**Task directions:**
Among the entries below, one line contains "Top-bar Project dropdown" and another contains "The Panel's top". Transcribe those two lines and every line between them, exactly.
### Records for processing
Issue #231, opened 2026-08-14
Top-bar Project dropdown is always empty — should name the current Project and switch between Projects


mrfqcentic:
## What happened

The Panel's top bar has a "Project" dropdown (a listbox trigger next to the breadcrumb). It is broken three ways:

1. Opening it shows an **empty** listbox — no entries at all, even with three Projects registered on the connected Core.
2. Its label is the literal word "Project" instead of the Project currently being viewed.
3. It renders even at the root path (outside any Project), where there is no current Project for it to represent.

## What I expected

A project switcher, like the workspace/branch switchers in comparable tools:

- Only present when inside a Project.
- Labelled with the current Project's name.
- Opening it lists the other Projects on the Core, and picking one navigates to it.

## Steps to reproduce

1. Panel from `feat/project-files` (v0.3.0) paired with a Core owning several Projects.
2. Look at the top bar at `/` — the "Project" dropdown is already there.
3. Enter a Project and open the dropdown — it expands (`aria-expanded="true"`) to an empty list, and the label still reads "Project".

## Additional context

Reported during a QA session against the phase-3 project-files build. The trigger renders as a normal button with a chevron, so the control exists — it's the population (current name + sibling Projects) and the root-path visibility that are missing.

qcentic-adm:
Delivered — closing.

**Carried by:** commit `ff35f5d` *"fix(panel): the top bar's Project control is a switcher, not a label"* (`Refs #231`), on `qa/project-switcher`, merged into `feat/project-files` at `0b39f63` and into `main` by **PR #223** (merged 2026-08-14T08:50Z).
**Released in:** **v0.3.0** (promotion PR #234, published 2026-08-14T09:44Z).

Filed at 07:03Z, fixed at 07:38Z the same morning.

**All three defects in the report are addressed, and I checked each separately.**

**1. Empty listbox.** The rows came off the Panel's own `projects` table, which holds no row for a Core-owned Project. They now come off the owning Core's snapshot, over the link the tab already holds:

```tsx
// packages/panel/src/components/views/ProjectPicker.tsx:89-90
const coreProjects = useCoreProjectRows(coreId);
const projects = coreId ? coreProjects.projects : panelProjects;
```

`useCoreProjectRows` is new in this commit (`packages/panel/src/lib/use-fleet.ts`, +66 lines) — `useCoreProjects` joined onto the Panel-side presentation row each Project is filed under (ADR-0022), so groups, pins and card images keep working.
######
**Result:**
Top-bar Project dropdown is always empty — should name the current Project and switch between Projects


mrfqcentic:
## What happened

The Panel's top bar has a "Project" dropdown (a listbox trigger next to the breadcrumb). It is broken three ways:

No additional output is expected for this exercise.